Combinations

[Dean54321]

Twelve points are arranged in order around a circle
a) How many triangles can be drawn with these points as verticies?
b) How many pairs of such triangles can be drawn if the vertices of the two triangles are distinct?
c) In how many such pairs will the triangles i) Not overlap ii) Overlap

For part a, I just did 12C3

For part b, I know you times 12C3 by 9C3, but I'm confused when and why you divide by 2.

Finally, I have no idea how to do the last question. I tried solving for 2 distinct points and one other point.

 

[pka]

Twelve points are arranged in order around a circle
a) How many triangles can be drawn with these points as verticies?
b) How many pairs of such triangles can be drawn if the vertices of the two triangles are distinct?
c) In how many such pairs will the triangles i) Not overlap ii) Overlap
For part a, I just did \(\dbinom{12}{3}\)

Correct1
For part b) we need to divide the twelve points into four unordered partitions.
OR form four unnamed sets of three each: \(\large\dfrac{12!}{(3!)^4(4!)}\)

 

[Dr.Peterson]

Twelve points are arranged in order around a circle
a) How many triangles can be drawn with these points as vertices?
b) How many pairs of such triangles can be drawn if the vertices of the two triangles are distinct?
c) In how many such pairs will the triangles i) Not overlap ii) Overlap

For part a, I just did 12C3

For part b, I know you times 12C3 by 9C3, but I'm confused when and why you divide by 2.

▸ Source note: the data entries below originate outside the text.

PR #587, opened 2023-10-30
Nahim devicefeatures

devshgraphicsprogramming:

PR #698, opened 2024-06-12
FFT Workgroup Ops

Fletterio:
## Description
Adds the option of doing Forward/Inverse FFT on Workgroup-Sized complex data

## Testing 
On the `nahim_complex_tests` branch, the example 05 is a bit hacked into shape and the tests were run there. Tested that FFT(IFFT(x)) = x = IFFT(FFT(x))

## TODO list:
`nahim_complex` branch should be merged to master before this one


include/nbl/builtin/hlsl/bit.hlsl
```diff
@@ -94,14 +94,30 @@ uint16_t clz(uint64_t N)
...
+    return (hi<<count)|shifted_masked_value|lo;
+}
+
+} //namespace impl
+
+uint32_t bitfieldInsert(uint32_t base, uint32_t value, uint32_t offset, uint32_t count)
+{
+    const uint32_t shifted_masked_value = (value&((1u<<count)-1))<<offset;
+    return impl::bitfieldInsert(base,shifted_masked_value,base&((1u<<offset)-1),count);
+}
```
devshgraphicsprogramming, line 119: these are GLSL equivalents, should go into the `glsl` namespace and `glsl_compat` header

btw does GLSL/HLSL/C++ guarantee to wipe high bits of your `value`? If not we could assert that `value>>count == 0` and not bother with the first masking before `<<offset`

P.S. we need to template this stuff
```cpp
template<Unsigned>
enable_if_t<is_unsigned_v<Unsigned>,Unsigned> bitfieldInsert(Unsigned base, Unsigned value, uint16_t offset, uint16_t count)
```

devshgraphicsprogramming: Also because its broken into two functions, its kinda hard to read.

include/nbl/builtin/hlsl/subgroup/fft.hlsl
```diff
@@ -32,6 +32,7 @@ template<typename Scalar, uint32_t SubgroupSize, bool inverse>
 void FFT(NBL_REF_ARG(complex_t<Scalar>) lo, NBL_REF_ARG(complex_t<Scalar>) hi)
```
devshgraphicsprogramming, line 32: you shouldn't template on the subgroup size, just use `glsl::gl_SubgroupSize()` for your loops

include/nbl/builtin/hlsl/subgroup/fft.hlsl
```diff
@@ -32,6 +32,7 @@ template<typename Scalar, uint32_t SubgroupSize, bool inverse>
 void FFT(NBL_REF_ARG(complex_t<Scalar>) lo, NBL_REF_ARG(complex_t<Scalar>) hi) 
 {
     const uint32_t doubleSubgroupSize = SubgroupSize << 1;
+    
     // special first iteration
     if (! inverse)
         fft::DIF<Scalar>::radix2(fft::twiddle<Scalar, false>(glsl::gl_SubgroupID(), doubleSubgroupSize), lo, hi);
```
devshgraphicsprogramming, line 38: gl_SiubgroupID is not the ordinal of the invocation in the subgroup, but the index of the whole subgroup, did you mean to do that?

devshgraphicsprogramming: P.S. one more thing about the code later on, you should divide `hi` by scalar instead of dividing by complex, it will be faster (just how you divide `lo`)

include/nbl/builtin/hlsl/workgroup/fft.hlsl
```diff
@@ -0,0 +1,111 @@
...
+    sharedmemAccessor.set(threadID + 3 * WorkgroupSize, hi.imag());    
+}
+
+template<typename Accessor, typename Scalar, uint32_t WorkgroupSize>
+void load(NBL_CONST_REF_ARG(Accessor) sharedmemAccessor, uint32_t threadID, NBL_REF_ARG(complex_t<Scalar>) lo, NBL_REF_ARG(complex_t<Scalar>) hi) {
+    lo.real(sharedmemAccessor.get(threadID + 0 * WorkgroupSize));
+    hi.real(sharedmemAccessor.get(threadID + 1 * WorkgroupSize));
+    lo.imag(sharedmemAccessor.get(threadID + 2 * WorkgroupSize));  
+    hi.imag(sharedmemAccessor.get(threadID + 3 * WorkgroupSize));    
+}
```
devshgraphicsprogramming, line 28: Use this little baby:
https://github.com/Devsh-Graphics-Programming/Nabla/blob/master/include/nbl/builtin/hlsl/memory_accessor.hlsl

Shove the original Accessor inside and you're done.

include/nbl/builtin/hlsl/workgroup/fft.hlsl
```diff
@@ -0,0 +1,111 @@
...
+    sharedmemAccessor.set(lo_x_ix, lo.real());
+    sharedmemAccessor.set(hi_x_ix, hi.real());
+    sharedmemAccessor.set(lo_y_ix, lo.imag());
+    sharedmemAccessor.set(hi_y_ix, hi.imag());     
+}
+
+// When doing a 1D FFT of size N, we call N/2 threads to do the work, where each thread of index 0 <= k < N/2 is in charge of computing two elements
+// in the output array, those of index k and k + N/2. The first is "lo" and the latter is "hi"
+template<typename Accessor, typename Scalar, uint32_t WorkgroupSize, uint32_t SubgroupSize, bool inverse>
+void FFT(NBL_REF_ARG(Accessor) sharedmemAccessor, NBL_REF_ARG(complex_t<Scalar>) lo, NBL_REF_ARG(complex_t<Scalar>) hi){
```
devshgraphicsprogramming, line 55: instead of taking `lo` and `hi` take a `preloaded[K]` array where `K=N/WorkgroupSize` and must be PoT (for now, we can experiment later with specializations mixing radices to get K=3,5,6,7)

devshgraphicsprogramming: you also can't template on the SubgroupSize :(

devshgraphicsprogramming: also you need two accessors:
- SharedMemoryAccessor (for workgroup FFT)
- Accessor (for getting/setting outputs)

Both you shall wrap in  `MemoryAdaptor` to turn `uint32_t` gets/sets into `vector<Scalar>` sets and gets

include/nbl/builtin/hlsl/workgroup/fft.hlsl
```diff
@@ -0,0 +1,111 @@
...
+    const uint32_t doubleWorkgroupSize = WorkgroupSize << 1;
+    const uint32_t threadID = glsl::gl_LocalInvocationIndex();
```
devshgraphicsprogramming, line 57: Neither the SPIR-V or Vulkan spec say that `LocalInvocationIndex` bijects with `(SubgroupID,SubgroupInvocationIndex)` in any specific way

Therefore you need to use (`workgroup::SubgroupContiguousIndex`)[https://github.com/Devsh-Graphics-Programming/Nabla/blob/master/include/nbl/builtin/hlsl/workgroup/basic.hlsl#L26] instead of `glsl::gl_LocalInvocationIndex` to ensure the packing you rely on here.

include/nbl/builtin/hlsl/workgroup/fft.hlsl
devshgraphicsprogramming: Also having free floating functions just called `store` and `load` is super meh

include/nbl/builtin/hlsl/workgroup/fft.hlsl
```diff
@@ -0,0 +1,111 @@
...
+        store<Accessor, Scalar, WorkgroupSize>(sharedmemAccessor, threadID, lo, hi);             
+
+        // The bigger steps
+        for (uint32_t step = SubgroupSize << 1; step < WorkgroupSize; step <<= 1)
+            FFT_loop<Accessor, Scalar, WorkgroupSize, true>(sharedmemAccessor, step, threadID);
+
+        // Get values back from smem
+        sharedmemAccessor.workgroupExecutionAndMemoryBarrier();
+        load<Accessor, Scalar, WorkgroupSize>(sharedmemAccessor, threadID, lo, hi); 
+        sharedmemAccessor.workgroupExecutionAndMemoryBarrier();
```
devshgraphicsprogramming, line 75: you'll need to wrap this in a loop of `for (uint32_t k=0; k<K; k+=2)` w.r.t. https://github.com/Devsh-Graphics-Programming/Nabla/pull/698/files#r1641173444

Good news is that each Workgroup-sized FFT can run independently of each other :)
So no extra smem needed, just some registers/temporaries to store them.

devshgraphicsprogramming: btw right now you don't need the first and last `workgroupExecutionAndMemoryBarrier` because we always assume the accessors is un-aliased and fresh.


When you move to doing multiple workgroup FFTs after each other, then you only need one barrier, and it should be at the top, guarded by `if (k!=0)`

include/nbl/builtin/hlsl/workgroup/fft.hlsl
```diff
@@ -0,0 +1,111 @@
...
+    hi.imag(sharedmemAccessor.get(threadID + 3 * WorkgroupSize));    
+}
+
+template<typename Accessor, typename Scalar, uint32_t WorkgroupSize, bool inverse>
+void FFT_loop(NBL_REF_ARG(Accessor) sharedmemAccessor, uint32_t step, uint32_t threadID){
+    const uint32_t sub_ix = threadID & (step - 1);
+    const uint32_t lo_x_ix = impl::bitfieldInsert(threadID, 0u ,sub_ix, 1u);
+    const uint32_t hi_x_ix = lo_x_ix | step;
+    const uint32_t lo_y_ix = lo_x_ix + 2 * WorkgroupSize;
+    const uint32_t hi_y_ix = hi_x_ix + 2 * WorkgroupSize;
```
devshgraphicsprogramming, line 36: do `<<1` instead of `2*` and `|` instead of `+`

include/nbl/builtin/hlsl/workgroup/fft.hlsl
```diff
@@ -0,0 +1,111 @@
...
+    lo.real(sharedmemAccessor.get(threadID + 0 * WorkgroupSize));
+    hi.real(sharedmemAccessor.get(threadID + 1 * WorkgroupSize));
+    lo.imag(sharedmemAccessor.get(threadID + 2 * WorkgroupSize));  
+    hi.imag(sharedmemAccessor.get(threadID + 3 * WorkgroupSize));    
+}
+
+template<typename Accessor, typename Scalar, uint32_t WorkgroupSize, bool inverse>
+void FFT_loop(NBL_REF_ARG(Accessor) sharedmemAccessor, uint32_t step, uint32_t threadID){
+    const uint32_t sub_ix = threadID & (step - 1);
+    const uint32_t lo_x_ix = impl::bitfieldInsert(threadID, 0u ,sub_ix, 1u);
```
devshgraphicsprogramming, line 33: don't use `impl::bitfieldInsert` this is super hard to read.

Also needs comments, I remember whats supposed to happen, but nobody else will

include/nbl/builtin/hlsl/workgroup/fft.hlsl
```diff
@@ -0,0 +1,111 @@
...
+    {
+        // special first iteration
+        fft::DIF<Scalar>::radix2(fft::twiddle<Scalar, false>(threadID, doubleWorkgroupSize), lo, hi); 
+
+        // Put values into workgroup shared smem
+        sharedmemAccessor.workgroupExecutionAndMemoryBarrier();
+        store<Accessor, Scalar, WorkgroupSize>(sharedmemAccessor, threadID, lo, hi);
+        
+        // Run bigger steps until Subgroup-sized
+        for (uint32_t step = WorkgroupSize >> 1; step > SubgroupSize; step >>= 1)
```
devshgraphicsprogramming, line 93: how does it make sense to start at `step=WorkgroupSize*2` ?

That step is makes you step over the whole  array

include/nbl/builtin/hlsl/workgroup/fft.hlsl
```diff
@@ -0,0 +1,111 @@
...
+        // special last iteration
+        fft::DIT<Scalar>::radix2(fft::twiddle<Scalar, true>(threadID, doubleWorkgroupSize), lo, hi); 
+        divides_assign< complex_t<Scalar> > divAss;
+        divAss(lo, WorkgroupSize / SubgroupSize);
+        divAss(hi, WorkgroupSize / SubgroupSize);
+    }
+    else
+    {
+        // special first iteration
+        fft::DIF<Scalar>::radix2(fft::twiddle<Scalar, false>(threadID, doubleWorkgroupSize), lo, hi);
```
devshgraphicsprogramming, line 86: this special iteration only makes sense when `K>=4`, cause your workgroup FFT already takes `2*WorkgroupSize` inputs

include/nbl/builtin/hlsl/workgroup/fft.hlsl
devshgraphicsprogramming: I'd do this
```cpp
template<uint16_t K, bool Inverse, class device_capabilities=void>
struct FFT;

// 2 items per invocation forward specialization
template<class device_capabilities>
struct FFT<2,false,device_capabilities>
{
    template<typename Accessor, typename ShaderMemoryAccessor>
    static void __call(NBL_REF_ARG(Accessor) accessor, NBL_REF_ARG(ShaderMemoryAccessor) sharedmemAccessor);
};
// 2 items per invocation inverse specialization
template<class device_capabilities>
struct FFT<2,true,device_capabilities>
{
    template<typename Accessor, typename ShaderMemoryAccessor>
    static void __call(NBL_REF_ARG(Accessor) accessor, NBL_REF_ARG(ShaderMemoryAccessor) sharedmemAccessor);
};

// then define 4,8,16 in terms of calling the FFT<2> and doing the special radix steps before/after
template<uint16_t K, bool Inverse, class device_capabilities>
struct FFT
{
    template<typename Accessor, typename ShaderMemoryAccessor>
    static void __call(NBL_REF_ARG(Accessor) accessor, NBL_REF_ARG(ShaderMemoryAccessor) sharedmemAccessor)
    {
        if (!Inverse)
        {
           ... special steps ...
        }
        FFT<2,Inverse,device_capabilities>::template __call<Accessor,SharedMemoryAccessor>(access,sharedMemAccessor);
        if (Inverse)
        {
           ... special steps ...
        }
    }
};
```

include/nbl/builtin/hlsl/workgroup/fft.hlsl
```diff
@@ -0,0 +1,111 @@
...
+    complex_t<Scalar> hi = {sharedmemAccessor.get(hi_x_ix), sharedmemAccessor.get(hi_y_ix)};
+
+    fft::DIX<Scalar, inverse>::radix2(fft::twiddle<Scalar, inverse>(sub_ix, step << 1), lo, hi);
+
+    // Share results between threads
+    sharedmemAccessor.workgroupExecutionAndMemoryBarrier();
+    sharedmemAccessor.set(lo_x_ix, lo.real());
+    sharedmemAccessor.set(hi_x_ix, hi.real());
+    sharedmemAccessor.set(lo_y_ix, lo.imag());
+    sharedmemAccessor.set(hi_y_ix, hi.imag());
```
devshgraphicsprogramming, line 49: I think there's a way to optimize the shared memory traffic, not only for less load/store, but less smem usage overall.

Lets assume SubgroupSize 32 and Workgroup Size 1024

## When you do a forward FFT of size N=WorkgroupSize*2

Your first step has stride WorkgroupSize and requires no smem transfer.

### Step WorkgroupSize/2

But the second step steps with `WorkgroupSize/2` meaning half of the subgroups load whole workgroup.

Subgroups [0,16) don't actually need to trade their `lo` items, they can stay in registers. You'd be only storing them to load them again. They should only store their `hi` items from previous step.

Subgroups [16,32) don't need to trade their `hi` items, they should only store their `lo` items from previous step.

### Step WorkgroupSize/4

Subgroups [0,8) and [16,24) can stay where they are, and keep their `lo` items, while subgroups [8,16) and [24,32) "move" but can keep their `hi` items.

...

I think you can start to see the pattern emerging.

Bottom "half" of an iteration step bundle stores `hi` to memory, while Top stores `lo`.

Then the Top half gets reassigned.

include/nbl/builtin/hlsl/subgroup/fft.hlsl
devshgraphicsprogramming: you need to change the template signature to
```cpp
template<bool Inverse, typename Scalar>
```
the reasons is you need to put non-deductible template parameters first (otherwise I need to type out the `Scalar` type. Also the subgroup size as above, can't be a constexpr.

Furthermore I'd experiment with rolling up the FFT and FFT_loop into a single struct with an `operator()` to keep convention with the subgroup arithmetic operations

include/nbl/builtin/hlsl/subgroup/fft.hlsl
Fletterio: whoops, I thought I had changed that back, I was testing that the operator overloading was working properly there.

include/nbl/builtin/hlsl/glsl_compat/core.hlsl
```diff
@@ -192,6 +192,38 @@ T bitfieldExtract( T val, uint32_t offsetBits, uint32_t numBits )
...
+    const Unsigned allOnes = ~ Unsigned(0);
+    // Produce a mask with `count` ones starting at the `offset` bit (counting from LSB), everything else is 0
+    Unsigned mask = ~(allOnes << count) << offset;
+    // Offset `value` by `offset`, then `&` with the mask. This puts the value's first `count` LSB starting at the offset, everything else is 0
+    value = (value << offset) & mask 
+    // Next invert the mask so all those positions are 0, and `&` the base with the new mask to set those bits in the base to 0
+    base &= ~mask;
+    // Finally, insert the bits
+    return base | value;
+}
```
devshgraphicsprogramming, line 206: look at the `bitfieldExtract` its a SPIR-V intrinsic, implement the same way

include/nbl/builtin/hlsl/subgroup/fft.hlsl
```diff
@@ -12,94 +12,6 @@ namespace hlsl
...
-    fft::DIT<Scalar>::radix2(fft::twiddle<Scalar, true>(glsl::gl_SubgroupInvocationID(), doubleSubgroupSize), lo, hi);
-    divides_assign< complex_t<Scalar> > divAss;
-    divAss(lo, doubleSubgroupSize);
-    divAss(hi, doubleSubgroupSize);            
-}   
-
-*/
-
 // -----------------------------------------------------------------------------------------------------------------------------------------------------------------
 template<uint16_t K, bool Inverse, typename Scalar, class device_capabilities=void>
```
devshgraphicsprogramming, line 16: don't call it `K` call it `Radix` cause otherwise people can get confused what the `K` is

devshgraphicsprogramming: also move it to AFTER `device_capabilities`, and default it to `2`

Otherwise user has to specify its `radix=2` every time, which they probably don't want (only inverse vs. forward)

devshgraphicsprogramming: btw you don't use the `device_capabilities` at all, so whats the point of taking them?

include/nbl/builtin/hlsl/subgroup/fft.hlsl
```diff
@@ -12,49 +12,94 @@ namespace hlsl
...
-template<typename Scalar, uint32_t SubgroupSize, bool inverse>
-void FFT(NBL_REF_ARG(complex_t<Scalar>) lo, NBL_REF_ARG(complex_t<Scalar>) hi) 
+template<typename Scalar, class device_capabilities>
+struct FFT<2, false, Scalar, device_capabilities>
 {
-    const uint32_t doubleSubgroupSize = SubgroupSize << 1;
+    static void FFT_loop(uint32_t stride, NBL_REF_ARG(complex_t<Scalar>) lo, NBL_REF_ARG(complex_t<Scalar>) hi)
+    {
+        const bool topHalf = (glsl::gl_SubgroupInvocationID() & stride) != 0;
+        const vector <Scalar, 2> toTrade = topHalf ? vector <Scalar, 2>(lo.real(), lo.imag()) : vector <Scalar, 2>(hi.real(), hi.imag());
```
devshgraphicsprogramming, line 30: btw `?` should work on regular structs, packing to/from `vector<Scalar,2>` to use in `subgroupShuffleXor` should happen after the ternary for readability

include/nbl/builtin/hlsl/subgroup/fft.hlsl
```diff
@@ -12,49 +12,94 @@ namespace hlsl
...
+    static void __call(NBL_REF_ARG(complex_t<Scalar>) lo, NBL_REF_ARG(complex_t<Scalar>) hi) 
+    {
+        const uint32_t subgroupSize = glsl::gl_SubgroupSize();  //This is N/2
+        const uint32_t doubleSubgroupSize = subgroupSize << 1;  //This is N
     
-    // special first iteration
-    if (! inverse)
-        fft::DIF<Scalar>::radix2(fft::twiddle<Scalar, false>(glsl::gl_SubgroupID(), doubleSubgroupSize), lo, hi);                                                                                   
+        // special first iteration
+        fft::DIF<Scalar>::radix2(fft::twiddle<false, Scalar>(glsl::gl_SubgroupInvocationID(), doubleSubgroupSize), lo, hi);
```
devshgraphicsprogramming, line 52: why don't you define the `radix2` so it asks for `halfN` instead of `N` ? then we can skip a `<<1` at every iteration just to get your `N`

include/nbl/builtin/hlsl/subgroup/fft.hlsl
```diff
@@ -12,49 +12,94 @@ namespace hlsl
...
+template<typename Scalar, class device_capabilities>
+struct FFT<2, true, Scalar, device_capabilities>
+{
+    static void FFT_loop(uint32_t stride, NBL_REF_ARG(complex_t<Scalar>) lo, NBL_REF_ARG(complex_t<Scalar>) hi)
+    {
+        // Get twiddle with k = subgroupInvocation mod stride, N = 2 * stride
+        fft::DIT<Scalar>::radix2(fft::twiddle<true, Scalar>(glsl::gl_SubgroupInvocationID() & (stride - 1), stride << 1), lo, hi);   
+
+        const bool topHalf = (glsl::gl_SubgroupInvocationID() & stride) != 0;
+        const vector <Scalar, 2> toTrade = topHalf ? vector <Scalar, 2>(lo.real(), lo.imag()) : vector <Scalar, 2>(hi.real(), hi.imag());
```
devshgraphicsprogramming, line 72: same as https://github.com/Devsh-Graphics-Programming/Nabla/pull/698/files/86f33e80cf9ed8c4e3ce19fd9e310c8112af5d06..37df1798e5fc929c0cc5880c5fb6eab7738b0605#r1648756422

include/nbl/builtin/hlsl/workgroup/fft.hlsl
```diff
@@ -103,6 +107,197 @@ void FFT(NBL_REF_ARG(Accessor) sharedmemAccessor, NBL_REF_ARG(complex_t<Scalar>)
     }
 }
 
+*/
+
+// ----------------------------------------- ABOVE MARKED FOR DELETION -----------------------------------------------------
+
+template<uint16_t K, bool Inverse, typneame Scalar, class device_capabilities=void>
+struct FFT;
```
devshgraphicsprogramming, line 115: Move `K` to AFTER device_capabilities, and default it to 2

Otherwise user has to specify its radix=2 every time, which they probably don't want (only inverse vs. forward)

Also don't call it `K` call it `Radix` cause otherwise people can get confused what the `K` is

include/nbl/builtin/hlsl/workgroup/fft.hlsl
```diff
@@ -103,6 +107,197 @@ void FFT(NBL_REF_ARG(Accessor) sharedmemAccessor, NBL_REF_ARG(complex_t<Scalar>)
...
+
+// For the FFT methods below, we assume:
+//      - Accessor is a global memory accessor to an array fitting 2 * _NBL_HLSL_WORKGROUP_SIZE_ elements of type complex_t<Scalar>, used to get inputs / set outputs of the FFT
```
devshgraphicsprogramming, line 118: you only need `NBL_HLSL_WORKGROUP_SIZE` complex elements
cause you only trade half of your entries at every step

include/nbl/builtin/hlsl/subgroup/fft.hlsl
devshgraphicsprogramming: ah ok you can use `device_capabilities` after #587 gets merged to `[unroll(device_traits<device_capabilities>::subgroupMinSize)]` your for loops

include/nbl/builtin/hlsl/workgroup/fft.hlsl
```diff
@@ -103,6 +107,197 @@ void FFT(NBL_REF_ARG(Accessor) sharedmemAccessor, NBL_REF_ARG(complex_t<Scalar>)
...
+
+
+    template<typename Accessor, typename SharedMemoryAccessor>
+    static void __call(NBL_REF_ARG(Accessor) accessor, NBL_REF_ARG(SharedMemoryAccessor) sharedmemAccessor)
+    {
+        // Set up the MemAdaptors
+        MemoryAdaptor<Accessor> memAdaptor;
+        memAdaptor.accessor = accessor;
+        MemoryAdaptor<SharedMemoryAccessor> sharedmemAdaptor;
+        sharedmemAdaptor.accessor = sharedmemAccessor;
```
devshgraphicsprogramming, line 161: because of the statefullness, you need to move them back before you return from the function
```
accessor = memAdaptor.accessor;
sharedmemAccessor = sharedmemAdaptor.accessor;
```

include/nbl/builtin/hlsl/workgroup/fft.hlsl
```diff
@@ -103,6 +107,197 @@ void FFT(NBL_REF_ARG(Accessor) sharedmemAccessor, NBL_REF_ARG(complex_t<Scalar>)
...
```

Finally, I have no idea how to do the last question. I tried solving for 2 distinct points and one other point.

(a) is good.

(b) is correct; you have to divide by 2 because you can choose the same two triangles in two orders, so you've overcounted by a factor of 2.

(c) I would think about how many different pairs of triangles involve any given set of 6 points, and how many of those do not overlap.